• **Source material**
PR #54787, opened 2024-07-24
Fix PROW schedular to deal with potential race conditions

vrindle:


ci-operator/step-registry/dpu-operator/e2e-tests-workflow/tests/dpu-operator-e2e-tests-workflow-tests-commands.sh
```diff
@@ -23,7 +22,11 @@ do
     result=$(echo "$job_check" | jq -r '.result')
     if [ $result != "null" ]; then
 	sleep $((RANDOM % 61 + 60))
-        break
+	job_check=$(curl -k -s --resolve "$endpoint_resolve" "$job_url/api/json")
```
wizhaoredhat, line 25: This is a copy paste of the code above. Could you think of a way to do it without copying?

wizhaoredhat: Also this is an infinite loop if the exit condition is never met.

vrindle: okay

ci-operator/step-registry/dpu-operator/e2e-tests-workflow/tests/dpu-operator-e2e-tests-workflow-tests-commands.sh
```diff
@@ -1,13 +1,24 @@
...
 token_dpu_operator_key=$(cat "/var/run/token/dpu-token/dpu-key")
 endpoint=$(cat "/var/run/token/dpu-token/url")
 
-job_url="https://${endpoint}/job/99_Lab217_IPU_Deploy"
-
+job_url="https://${endpoint}/job/99_Lab217_E2E_IPU_Deploy"
 endpoint_resolve="${endpoint}:443:10.0.180.88"
 
-max_sleep_duration=86400  # Maximum sleep duration in seconds (2 hours)
+max_sleep_duration=432000  # Maximum sleep duration in seconds (5 days)
```
wizhaoredhat, line 21: why did you bump this to 5 days?

vrindle: This is just a safeguard. In case there are a lot of PRs I don't want it to timeout prematurely.

wizhaoredhat: Multiple PRs can be in the middle of this script in parallel?

vrindle: No, what this code does is wait for other PRs to finish executing PRIOR to firing. Hence the need for the long timetout. Let's say there are like 20 PR's in the queue. It is going to take a long time to clear everything out.

wizhaoredhat: If multiple PRs **can not** be in the middle of this script in parallel then why do we need this timeout? If multiple instances of this script would be running in PROW then would there be a better way to make sure prow serializes them instead of running them in parallel.

vrindle: I don't think there is any way to stop prow from running multiple instances of this script in parallel. Did you have something in mind?

wizhaoredhat: https://github.com/openshift/release/blob/master/ci-operator/step-registry/telco5g/cnf/tests/telco5g-cnf-tests-commands.sh

Does the Telco 5g test also have such a wait in their scripts? It just seems quite fragile to wait and block on the output of the Jenkins job. It seems that we could potentially have a race.

wizhaoredhat: E.g. Reading from the Job (Result is empty) -> do stuff -> (Jenkins Job Result is now not empty due to another running PR) -> Try to run the Job.

The thing is that there is no proper mutual exclusion locking.

ci-operator/step-registry/dpu-operator/e2e-tests-workflow/tests/dpu-operator-e2e-tests-workflow-tests-commands.sh
```diff
@@ -1,72 +1,99 @@
 #!/bin/bash
 
+manage_queue() {
+	GET_QUEUE=$(curl -k -s --resolve "$endpoint_resolve" "https://${endpoint}/queue/api/json")
+
+	QUEUE_FILTERED_JOB_NAME=$(echo $GET_QUEUE | jq '.items[] | select(.task.name == "bare-test")')
```
wizhaoredhat, line 6: bare-test should not be hardcoded. We should have a variable for this that we can replace with the 217 job in one place.

ci-operator/step-registry/dpu-operator/e2e-tests-workflow/tests/dpu-operator-e2e-tests-workflow-tests-commands.sh
```diff
@@ -1,72 +1,99 @@
...
-            exit 1
-        fi
-        sleep_counter=$((sleep_counter + 60))
-        sleep 60
-    fi
-done
+
+manage_queue
+
+curl -k --resolve "${endpoint_resolve}" "https://${endpoint}/view/dpu-test/job/bare-test/buildWithParameters?token=$token_dpu_operator_key&pullnumber=$PULL_NUMBER"
```
wizhaoredhat, line 94: bare-test should not be hardcoded.

ci-operator/step-registry/dpu-operator/e2e-tests-workflow/tests/dpu-operator-e2e-tests-workflow-tests-commands.sh
```diff
@@ -1,72 +1,99 @@
...
+    		fi
+	done
+}
 token_dpu_operator_key=$(cat "/var/run/token/dpu-token/dpu-key")
 endpoint=$(cat "/var/run/token/dpu-token/url")
+header=$(cat "/var/run/token/header")
 
-job_url="https://${endpoint}/job/99_Lab217_IPU_Deploy"
-
+job_url="https://${endpoint}/view/dpu-test/job/bare-test/lastBuild"
```
wizhaoredhat, line 82: variable for "bare-test"

wizhaoredhat:
@vrindle Please change the title of the PR and the commit title.

ci-operator/step-registry/dpu-operator/e2e-tests-workflow/tests/dpu-operator-e2e-tests-workflow-tests-commands.sh
```diff
@@ -1,72 +1,100 @@
 #!/bin/bash
 
+manage_queue() {
+	GET_QUEUE=$(curl -k -s --resolve "$endpoint_resolve" "https://${endpoint}/queue/api/json")
+
+	QUEUE_FILTERED_JOB_NAME=$(echo $GET_QUEUE | jq --arg testname "$test_name" '.items[] | select(.task.name == $testname)')
```
wizhaoredhat, line 6: If this fails then we should exit with error.

vrindle: okay I added a error check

• **Problem**
Scan the data above for the string "instances" and copy each line where it appears.

• **Solution to this exercise**
wizhaoredhat: If multiple PRs **can not** be in the middle of this script in parallel then why do we need this timeout? If multiple instances of this script would be running in PROW then would there be a better way to make sure prow serializes them instead of running them in parallel.
vrindle: I don't think there is any way to stop prow from running multiple instances of this script in parallel. Did you have something in mind?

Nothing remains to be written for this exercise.